Suppose two are congruent and three have sides concurrent in one point $A$ such that the sum of the angles is $360°$

We have this constraints

$\alpha_n+\alpha_n+\alpha_m=360°$

that is

$$\left(180°-\frac{360°}{m}\right)+\left(180°-\frac{360°}{n}\right)+\left(180°-\frac{360°}{n}\right)=360°$$ Or

$m=\dfrac{2 n}{n-4}$ which leads to the following table

$ \begin{array}{ccc|c} poly_1 & poly2 & poly_3 & perim\\ \hline 5 & 5 & 10 & 14\\ 6 & 6 & 6 & 12\\ 8 & 8 & 4 & 14\\ 12 & 12 & 3 & \color{red}{21}\\ \end{array} $

Hope this can help $$...$$

EDIT

Thanks to the comment of Oscar Lanzi, I realized to have restricted the answer to the case of two congruent polygons.

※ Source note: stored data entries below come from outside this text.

PR #233, opened 2026-04-23
dashboard: separate out as its own WSGI application

lowpolyneko:
- Separates dashboard out as a separate WSGI/ASGI application.
- Temporarily disables the 10s realtime metrics polling interval.
- Adds connection pool limits for Postgres specific to the dashboard.

Fixes LCF-17.


dashboard_async/settings.py
```diff
@@ -0,0 +1,404 @@
...
+INSTALLED_APPS = [
+    "django.contrib.admin",
+    "django.contrib.auth",
+    "django.contrib.contenttypes",
+    "django.contrib.sessions",
+    "django.contrib.messages",
+    "django.contrib.staticfiles",
+    "rest_framework",
+    "resource_server",
+    "resource_server_async",
```
masalim2: Could these two apps come out?  If they're not installed, I'm wondering all the `*GLOBUS*` settings listed above could be taken out to shorten up this file!

bcote-anl: Sadly, I think the Dashboard currently use the Gateway API codes to perform some actions. For example:
        # Get the jobs response from the cluster wrapper
        wrapper_response: ClusterWrapperResponse = async_to_sync(get_cluster_wrapper)(
            cluster
        )
        if wrapper_response.cluster:
            jobs_response: GetJobsResponse = async_to_sync(
                wrapper_response.cluster.get_jobs
            )(mock_auth)
            err: str = jobs_response.error_message
            cluster_status: Jobs = jobs_response.jobs
        else:
            err: str = wrapper_response.error_message
            cluster_status = None
So, either we fully decouple the dashboard and use sqlalchemy (or something else) to query Postgres and use a service account Globus client to contact our endpoints, or we temporarily run the whole thing as a separate gunicorn application to bring back the dashboard quicker.

lowpolyneko: Correct. That being said, solong as the endpoints of the resource server themselves aren't included in the list of URLs, the dashboard should only rely on the application for the model definitions.

I think `resource_server` can be pruned, however. The `_async` version is the only one the dashboard views depend on.

bcote-anl:
Looks good to me as a starting point to bring the dashboard back online! I bet we would simply create a new systemd service for it. We can probably just reuse something similar to the gateway_async.service file. But limit to 1 gunicorn worker. @lowpolyneko Would you mind adding a dashboard.service file to this PR? Thanks!

lowpolyneko:
> Looks good to me as a starting point to bring the dashboard back online! I bet we would simply create a new systemd service for it. We can probably just reuse something similar to the gateway_async.service file. But limit to 1 gunicorn worker. @lowpolyneko Would you mind adding a dashboard.service file to this PR? Thanks!

Done. I'll attempt to deploy this feature branch on Monday and, if successful, will update the `nginx.conf` aswell and merge this in.

bcote-anl (approved):

PR #235, opened 2026-04-23
LCF 50: Dynamic globus credentials

bcote-anl:
Adding optional configuration fields in the Globus Compute endpoint adaptor:
- client_id_env_name (None by default)
- client_secret_env_name (None by default)

Those are environment variables that we can add to the `.env` file to overwrite the Globus Compute endpoint credentials used for a given endpoint/model. This will be particularly useful for load testing when we do not want to interfere with the production Globus client running the endpoint. It could also be useful if we end up having multiple clusters with Globus Compute endpoints. It might be more elegant to have separate Globus credentials for different clusters.

### DIFF
--- a/inference_gateway/settings.py
+++ b/inference_gateway/settings.py
@@ -15,9 +15,9 @@ import os
 from pathlib import Path
 
 from dotenv import load_dotenv
+from pydantic import TypeAdapter
 
 from inference_gateway.utils import (
-    BackendUtilsError,
     GlobusCredentials,
     textfield_to_strlist,
 )
@@ -48,17 +48,10 @@ GLOBUS_GROUP_MANAGER_ID = os.getenv("GLOBUS_GROUP_MANAGER_ID", "")
 GLOBUS_GROUP_MANAGER_SECRET = os.getenv("GLOBUS_GROUP_MANAGER_SECRET", "")
 
 # Overwrite Globus Compute credentials (ID/secret) for specific endpoint UUIDs
-credentials_overwrite = json.loads(
-    os.getenv("GLOBUS_ENDPOINT_CREDENTIALS_OVERRIDES", "{}")
+ta = TypeAdapter(dict[str, GlobusCredentials])
+GLOBUS_ENDPOINT_CREDENTIALS_OVERRIDES = ta.validate_json(
+    os.environ.get("GLOBUS_ENDPOINT_CREDENTIALS_OVERRIDES", "{}")
 )
-try:
-    GLOBUS_ENDPOINT_CREDENTIALS_OVERRIDES = {
-        key: GlobusCredentials(**value) for key, value in credentials_overwrite.items()
-    }
-except Exception as e:
-    raise BackendUtilsError(
-        f"Could not load GLOBUS_ENDPOINT_CREDENTIALS_OVERRIDES into a dictionary. {e}"
-    )
 
 # Globus Dashboard Application Credentials
 GLOBUS_DASHBOARD_APPLICATION_ID = os.getenv("GLOBUS_DASHBOARD_APPLICATION_ID")
--- a/inference_gateway/settings.py
+++ b/inference_gateway/settings.py
@@ -16,7 +16,11 @@ from pathlib import Path
 
 from dotenv import load_dotenv
 
-from inference_gateway.utils import textfield_to_strlist, BackendUtilsError, GlobusCredentials
+from inference_gateway.utils import (
+    BackendUtilsError,
+    GlobusCredentials,
+    textfield_to_strlist,
+)
 
 # Build paths inside the project like this: BASE_DIR / 'subdir'.
 BASE_DIR = Path(__file__).resolve().parent.parent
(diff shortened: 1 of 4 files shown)


masalim2:
This is a great degree of extra freedom!  Just thinking about how this will be used as an admin:

On the endpoint side:
- I create a new Globus client secret
- I store `MY_ENDPOINT_CLIENT_ID` and `MY_ENDPOINT_CLIENT_SECRET` in a new file like `my_endpoint.env`
- I run `source ~/my_endpoint.env` before starting the endpoint

On the gateway side:
1.  I add `client_id_env_name="MY_ENDPOINT_CLIENT_ID"` and `client_secret_env_name="MY_ENDPOINT_CLIENT_SECRET"` to the endpoint fixture and load it with `manage.py loaddata`
2.  I add `export MY_ENDPOINT_CLIENT_ID=...` and `export MY_ENDPOINT_CLIENT_SECRET=...` to the .env of the gateway and reload the server so it picks up the matching key.

That is pretty nice!  Do you think it would be worth it to save a step if we solely read the keys from the environment?  For example:

```bash
export ENDPOINT_CREDENTIAL_OVERRIDES='
    {
        "<ENDPOINT1_UUID>": {"client_id": "<CLIENT_ID1>", "client_secret": "<CLIENT_SECRET1>"},
        "<ENDPOINT2_UUID>": {"client_id": "<CLIENT_ID2>", "client_secret": "<CLIENT_SECRET2>"},
}'
```

The reason being that we could skip Step 1 above and just set the environment/reload, and the credential configs wouldn't need to be maintained in the fixtures repo.  Let me know what you think, I'm fine with either way!

bcote-anl:
That is a great plan Misha. Let me implement that.

bcote-anl:
@masalim2 One thing I'm starting to worry about this plan is that the get_compute_client_from_globus_app function is cached to make sure we don't create too many Globus Client all the time. The get_compute_executor function is also cached based on the input client, so I have the feeling we might start creating many Client and Executors, which has been a problem in the past with Globus. The performance was degrading when too many Executors were created under the same credentials.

Actually there is, at least, one result much larger: a triangle, an octagon and a $24$-sided polygon which give a perimeter of $29$ as shown in the second picture below

Re Edit

Oscar Lanzi just commented about a larger polygon which is formed by a triangle an eptangle ($7$ sides) and a $42$-sided regular polygon which has a perimeter of $46$. I missed it because I did not consider decimal angles.

No picture because a $42$-sided regular polygon looks like a circle at this scale :)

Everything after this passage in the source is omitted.